I only found this minor issue, otherwise looks all good:
The code comment is now outdated.
Comment #31
sunFixed that comment. :)
Comment #32
Gábor HojtsyShould be good to go then. The tests should still pass :)
Comment #33
xjmShould we be updating these assertion messages rather than removing them?
Alternately, maybe a followup issue that adds the request path to
assertResponse()
?Comment #34
sunMy stance on that is this:
- If the test fails, it will fail.
- Running the test locally will reveal all information that is necessary to fix any kind of test failure.
- We are using way too many custom assertion messages anyway, in almost all cases unhelpful in case a test actually fails.

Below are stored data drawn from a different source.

PR #479, opened 2022-08-10
fix(deps): allow pyarrow version 7+

### LINKED ISSUE #478: Support recent PyArrow versions

This package's [pyarrow requirement](https://github.com/googleapis/python-bigquery-sqlalchemy/blob/main/setup.py#L88) is effectively pinned to 6.0.1, which was released almost 9 months ago. This is preventing us from upgrading to new versions of other packages requiring more recent versions of pyarrow. e.g. the latest snowflake-connector-python requires pyarrow 8.

Bump your pyarrow requirement to support as many and as recent versions as possible.

Right now we're waiting to upgrade packages with conflicting pyarrow dependencies, but we're considering pinning pyarrow to a newer version and testing to see if this package still works (for our implementation, at least)

willsthompson:
   - One exception: I couldn't test 3.7 because PyArrow doesn't provide a macos/arm64 wheel for 3.7, and I couldn't get the build working on my machine. PyArrow does [claim to be compatible with 3.7](https://arrow.apache.org/docs/python/install.html) however.

Fixes #478 🦕


setup.py
```diff
@@ -85,7 +85,7 @@ def readme():
         "google-auth>=1.25.0,<3.0.0dev",  # Work around pip wack.
         "google-cloud-bigquery>=2.25.2,<4.0.0dev",
         "google-cloud-bigquery-storage>=2.0.0,<3.0.0dev",
-        "pyarrow>=3.0.0,<7.0dev",
+        "pyarrow>=3.0.0,<=9",
```
parthea, line 88:
```suggestion
        "pyarrow>=3.0.0,<10.0dev",
```

willsthompson:
Your prerelease build fails because this installs Shapely 2.0a1
```
nox > python -m pip install --prefer-binary --pre --upgrade alembic geoalchemy2 google-api-core google-cloud-bigquery google-cloud-bigquery-storage sqlalchemy shapely google-cloud-core grpcio
```
and that version introduces breaking changes from 1.x for google-cloud-bigquery. The only reference to shapely I could find was in a google-cloud-bigquery [extras definition](https://github.com/googleapis/python-bigquery/blob/543a8e4026d8aa5b6de377cc765e8aaa5279a58c/setup.py#L55), and that constrains shapely to "Shapely>=1.6.0, <2.0dev", which won't install the alpha release that's breaking this build. 

How should this build failure be resolved?

kaxil:
Any updates on this PR?

As it stands, a user can't use `snowflake-connector-python` with `sqlalchemy-bigquery 1.4.4` 

```
The conflict is caused by:
    sqlalchemy-bigquery 1.4.4 depends on pyarrow<7.0dev and >=3.0.0
    snowflake-connector-python[pandas] 2.8.0 depends on pyarrow<8.1.0 and >=8.0.0; extra == "pandas"
```

willsthompson:
This PR has been open so long that a newer PyArrow version has been released, and this PR should be updated to include it. I can do that when I get back from vacation, but is anyone from this organization available to review and comment on how to resolve the build failure? I’m happy to puzzle through dependency trees if someone can tell me what it is I actually need to fix. 

Requiring stale versions of popular packages is pathological to Python development because pip offers no mechanism to override conflicting dependencies, so this package is a bit of an albatross for anyone who needs to use it. This only gets worse as more of the PyArrow ecosystem drops support for old versions

kaxil:
@tswast ^^ Any help will be appreciated

tswast:
@chalmerlowe and I discussed this. Since PyArrow releases so many major versions that don't actually break our usage, I think it's best if we just omit the top constraint on pyarrow across all of the BigQuery packages.

tswast (approved):

willsthompson:
> I think it's best if we just omit the top constraint on pyarrow across all of the BigQuery packages.

tboddyspargo:
@willsthompson @tswast - FWI the accidental closure of this PR may have removed the “automerge” label.

chalmerlowe:
20221128: there is a known Kokoro prerelease issue with parsing the sqlalchemy version number.
The prerelease version number is currently x.x.0b2.
The patch value of 0b2 cannot be converted to an integer and thus the prerelease test fails.
For the moment, I am ignoring this issue.

PR #513, opened 2022-11-29
fix: use packaging version parser instead of string splitting

Mattix23:
🦕
Pair program with @tswast , @thejaredchapman , @aribray


tswast (approved):
Looks great!

Agreed that we should not allow SQLAlchemy 2.x for now, since there are still some prerelease failures.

- Better get rid of most of them and back to sanity.
Comment #35
Dries CreditAttribution: Dries commentedAsking for a re-test. Patch no longer applies on my localhost.
Comment #36
Dries CreditAttribution: Dries commented#31: drupal8.admin-theme.31.patch queued for re-testing.
Comment #38
sunRe-rolled against HEAD. No difference. (Test $modules property changes merely conflicted.)
Comment #39
Dries CreditAttribution: Dries commentedThanks for the re-roll. Committed to 8.x.